Pas de dossier dans ce numéro de « Bifrost Spécial Fictions », mais six nouvelles. Trois écrites par des femmes, trois par des hommes. Trois d’auteurs français et trois traduites de l’américain. Ce « Bifrost » est placé sous le signe de la parité.



Première escale : la plus longue nouvelle au sommaire et la plus marquante “Deux vérités, un mensonge” de Sarah Pinsker, quasi une inconnue par chez nous. La découverte n’en est que plus belle. L’étrange émission de télévision de l’oncle Bob revient à la mémoire de Stella. À présent adulte, elle comprend d’autant mieux la bizarrerie de ce qui s’y passait et les drôles d’histoires qu’il y contait en présence d’enfants jouant sur le plateau.
L’auteure prend le temps de développer son histoire pour mieux en dévoiler l’étrangeté. Pas de grands effets, mais une atmosphère bien rendue et entourée d’un voile de mystère. Ce texte fonctionne très bien, prenant rapidement les lecteurs dans ses mailles. Une réussite !

Dans “Après les âges sombres”, Jean-Marc Ligny fait du... Jean-Marc Ligny, c’est-à-dire qu’il ne surprend guère sur le fond, reprenant une terre malade de la folie des hommes comme toile de fond. Il y brosse le portrait d’un homme qui cultive son jardin à l’ombre d’immeubles menaçant de s’effondrer. Il n’a pas voulu partir avec le reste de la tribu, décidant qu’il finirait sa vie en ces lieux. En des temps difficiles, la déliquescence des bâtiments n’est pas le seul danger.

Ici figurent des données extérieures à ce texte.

PR #10562, opened 2020-10-27
Avoid calculating self.etc_chef_dir multiple times on startup

tas50:
Running chef-apply we calculated this value 5 times. We also have several other resources that use this method which would again have to be calculated. Each of those calculations run the PathHelper.join which involves a whole series of terrible string manipulations. Just calculate this once and be done with it.

### DIFF
--- a/chef-config/lib/chef-config/config.rb
+++ b/chef-config/lib/chef-config/config.rb
@@ -84,8 +84,10 @@ module ChefConfig
     # @return [String] the platform-specific path
     #
     def self.etc_chef_dir(windows: ChefUtils.windows?)
-      path = windows ? c_chef_dir : PathHelper.join("/etc", ChefUtils::Dist::Infra::DIR_SUFFIX, windows: windows)
-      PathHelper.cleanpath(path, windows: windows)
+      @etc_chef_dir ||= begin
+        path = windows ? c_chef_dir : PathHelper.join("/etc", ChefUtils::Dist::Infra::DIR_SUFFIX, windows: windows)
+        PathHelper.cleanpath(path, windows: windows)
+      end
     end
 
     # On *nix, /var/chef, on Windows C:\chef
--- a/chef-config/lib/chef-config/config.rb
+++ b/chef-config/lib/chef-config/config.rb
@@ -84,7 +84,8 @@ module ChefConfig
     # @return [String] the platform-specific path
     #
     def self.etc_chef_dir(windows: ChefUtils.windows?)
-      @etc_chef_dir ||= begin
+      @etc_chef_dir ||= {}
+      @etc_chef_dir[windows] ||= begin
         path = windows ? c_chef_dir : PathHelper.join("/etc", ChefUtils::Dist::Infra::DIR_SUFFIX, windows: windows)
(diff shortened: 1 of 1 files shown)


tas50:
Spec failures are an easy cleanup. I'm mostly curious how folks feel about this small optimization. I can fix those if this is something we'd want to do.

phiggins:
I think the idea is good, but for the implementation I think it'd be better to use an instance variable and tie it into the `Chef::Config.reset` mechanism that's already used in the tests.

lamont-granquist:
yeah don't use the class variable, it shouldn't be necessary.

tying into `.reset` would probably fix the test failures.

tas50:
This is one of those fun ones where the local config on your workstation leaks into tests and causes tons of spec failures. Works in CI though.

phiggins (approved):

jaymzh (approved):

chef-config/lib/chef-config/config.rb
```diff
@@ -84,8 +84,10 @@ def self.platform_specific_path(path)
     # @return [String] the platform-specific path
     #
     def self.etc_chef_dir(windows: ChefUtils.windows?)
-      path = windows ? c_chef_dir : PathHelper.join("/etc", ChefUtils::Dist::Infra::DIR_SUFFIX, windows: windows)
-      PathHelper.cleanpath(path, windows: windows)
+      @etc_chef_dir ||= begin
```
phiggins, line 87:
```suggestion
      @etc_chef_dir ||= {}
      @etc_chef_dir[windows] ||= begin
```

Kinda gross, but what about this?

jaymzh: I'm not clear why that's better?

phiggins: This function takes a boolean that controls which of two values are returned, but this new caching mechanism will only cache the value for whichever param it is called with first.

lamont-granquist:
@tas50 you want to rebase this and see if it passes?

tas50:
It needs some spec love. The land of mocks is a brutal place

lamont-granquist:
I can't replicate the spec failures.

I think the best thing to do is just write some new specs for this behavior.

The existing specs are in chef-config/spec/unit/config_spec.rb

I think the only test I can usefully think of is to have a single test which tests both the `windows: true` and `windows: false` cases and makes sure that the results are correct.

```
  expect(ChefConfig::Config.etc_chef_dir(windows: false)).to eql("/etc/#{dirname}")
  expect(ChefConfig::Config.etc_chef_dir(windows: true)).to eql("C:\\#{dirname}")
```

Which is just to ensure we don't memoize the same single result for both, which was a problem in the first iteration of this change.

Oh you could write some tests like:

```
  expect(ChefConfig::Config.etc_chef_dir(windows: false)).to eql("/etc/#{dirname}")
  expect(PathHelper).not to receive(:cleanpath)
  expect(ChefConfig::Config.etc_chef_dir(windows: false)).to eql("/etc/#{dirname}")
```

That'd assert that on the second call we don't redo the work.

tas50:
Closing in favor of https://github.com/chef/chef/pull/12581

PR #10567, opened 2020-10-28
Improve the package docs generation + resolve rubocop warnings

tas50:
Resolve a few valid warnings there and then add a few more resources where we should be showing package warnings.

### DIFF
--- a/tasks/docs.rb
+++ b/tasks/docs.rb
@@ -172,7 +172,10 @@ namespace :docs_site do
       properties = {}
 
       # these package properties support passing arrays for the package name
-      properties["common_resource_functionality_multiple_packages"] = true if %w{snap_package dpkg_package yum_package apt_package zypper_package homebrew_package dnf_package pacman_package homebrew_package}.include?(name)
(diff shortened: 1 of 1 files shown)


tasks/docs.rb
```diff
@@ -168,11 +168,11 @@ def properties_list(properties)
       end
     end
 
-    def special_properties(name, data)
+    def special_properties(name)
       properties = {}
 
       # these package properties support passing arrays for the package name
-      properties["common_resource_functionality_multiple_packages"] = true if %w{yum_package apt_package zypper_package homebrew_package dnf_package pacman_package homebrew_package}.include?(name)
+      properties["common_resource_functionality_multiple_packages"] = true if %w{snap_package dpkg_package yum_package apt_package zypper_package homebrew_package dnf_package pacman_package homebrew_package}.include?(name)
```
phiggins, line 175: I'm curious the difference between this and `"properties_multiple_packages"` 🤔

phiggins (approved):

tasks/docs.rb
tas50: It looks like we have some duplicate yaml items there. We should be setting both the same and I updated that. Longterm we should nuke one of those.

PR #10570, opened 2020-10-28
Improve resource documentation

tas50:
Get closer to just being able to auto-generate the world

### DIFF
--- a/lib/chef/resource/scm/_scm.rb
+++ b/lib/chef/resource/scm/_scm.rb
@@ -33,7 +33,8 @@ property :revision, String,
   default: "HEAD"
 
 property :user, [String, Integer],
-  description: "The system user that will own the checked-out code."
+  description: "The system user that will own the checked-out code.",
+  default_description: "`HOME` environment variable of the current user"
 
 property :group, [String, Integer],
   description: "The system group that will own the checked-out code."
--- a/lib/chef/resource/scm/_scm.rb
+++ b/lib/chef/resource/scm/_scm.rb
@@ -34,7 +34,7 @@ property :revision, String,
 
 property :user, [String, Integer],
   description: "The system user that will own the checked-out code.",
-  default_description: "`HOME` environment variable of the current user"
+  default_description: "`HOME` environment variable of the user running #{ChefUtils::Dist::Infra::CLIENT}"
 
 property :group, [String, Integer],
   description: "The system group that will own the checked-out code."
--- a/lib/chef/resource/scm/git.rb
+++ b/lib/chef/resource/scm/git.rb
@@ -28,6 +28,87 @@ class Chef
       provides :git
 
       description "Use the **git** resource to manage source control resources that exist in a git repository. git version 1.6.5 (or higher) is required to use all of the functionality in the git resource."
+      examples <<~DOC
+      **Use the git mirror**
+
+      ```ruby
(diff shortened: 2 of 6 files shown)


lib/chef/resource/scm/_scm.rb
```diff
@@ -33,7 +33,8 @@
   default: "HEAD"
 
 property :user, [String, Integer],
-  description: "The system user that will own the checked-out code."
+  description: "The system user that will own the checked-out code.",
+  default_description: "`HOME` environment variable of the current user"
```
phiggins, line 37: Is this description accurate? If so, I'm not sure I understand it.

tas50: It's ENV['HOME'] of the user running chef-client. I tried to write something brief so it fits in the format of the docs site.

lib/chef/resource/scm/git.rb
```diff
@@ -28,6 +28,87 @@ class Git < Chef::Resource
...
+      git '/home/user/deployment' do
+         repository 'git@github.com:gitsite/deployment.git'
+         revision branch_name
+         action :sync
+         user 'user'
+         group 'test'
+      end
+      ```
+
+      Where the branch_name variable is set to staging or master, depending on the environment of the node. Once this is determined, the branch_name variable is used to set the revision for the repository. If the git status command is used after running the example above, it will return the branch name as deploy, as this is the default value. Run Chef Infra Client in debug mode to verify that the correct branches are being checked out:
```
phiggins, line 62:
```suggestion
      Where the `branch_name` variable is set to staging or master, depending on the environment of the node. Once this is determined, the `branch_name` variable is used to set the revision for the repository. If the git status command is used after running the example above, it will return the branch name as `deploy`, as this is the default value. Run #{Chef::Dist::PRODUCT} in debug mode to verify that the correct branches are being checked out:
```

tas50: I know previously having variables in the descriptions caused a lot of issues so I was avoiding that all together. We have tons of branding in the examples sections. cinc isn't consuming that really anywhere so I've punted on pulling the variables in. If that's something they want to tackle in the future, it's best done there.

lib/chef/resource/systemd_unit.rb
```diff
@@ -29,6 +29,47 @@ class SystemdUnit < Chef::Resource
...
+                }})
+        action [:create, :enable]
+      end
+      ```
+
+      **Create systemd service unit file from a String**
+
+      ```ruby
+      systemd_unit 'sysstat-collect.timer' do
+        content <<-EOU.gsub(/^\s+/, '')
```
phiggins, line 58:
```suggestion
        content <<~EOU
```

lib/chef/resource/windows_task.rb
```diff
@@ -75,7 +75,7 @@ class WindowsTask < Chef::Resource
         command 'chef-client'
         run_level :highest
         frequency :once
-        start_time "16:10"
+        start_time 16:10'
```
phiggins, line 78:
```suggestion
        start_time '16:10'
```

phiggins (approved):

lib/chef/resource/scm/git.rb
tas50: I pulled in the just the ``

PR #10572, opened 2020-10-29
Remove the provides :package for solaris_package

tas50:
This only worked on Solaris 5.10, which we don't support anymore. Just
nuke the line entirely


phiggins (approved):

phiggins:
Looks like there are some tests to delete as well.

tas50:
Yeah I want to do the cleanup of the old solaris derivatives first. This led to that and there's more cleanup / fixes here.

tas50:
This goes green once we merge https://github.com/chef/chef/pull/10576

Le contexte est bien décrit, ne manque bien sûr pas de provoquer l’inquiétude, ce qui est le but, mais la fin est un peu cousue de fil blanc.

Depuis une dizaine d’années, Ken Liu est décliné à toutes les sauces, traduit dans « Bifrost » comme dans « Galaxies », sans oublier les deux forts recueils qui lui sont consacrés au Bélial’ et les trois novellas en Une Heure-Lumière. Forcément, tout n’est pas du même acabit et certains textes sont moins stimulants que d’autres, tout en restant d’un bon niveau. “Les cinq éléments de l’esprit du cœur” fait partie de cette catégorie. Ultime espoir de survie pour Tyra, une naufragée de l’espace, atterrir sur une planète aux conditions acceptables. Contre toute attente, elle est habitée et elle est recueillie par les autochtones, des humains qui décident d’équilibrer les éléments de son corps. Les points de vues alternés entre Tyra et Fazen, celui qui l’a trouvée et la soigne, illustrent la différence de culture et surtout la dérive du genre humain vers un environnement aseptisé. Le développement est plaisant et la réflexion finale vraiment intéressante, mais ce n’est pas forcément un Ken Liu qui restera en mémoire.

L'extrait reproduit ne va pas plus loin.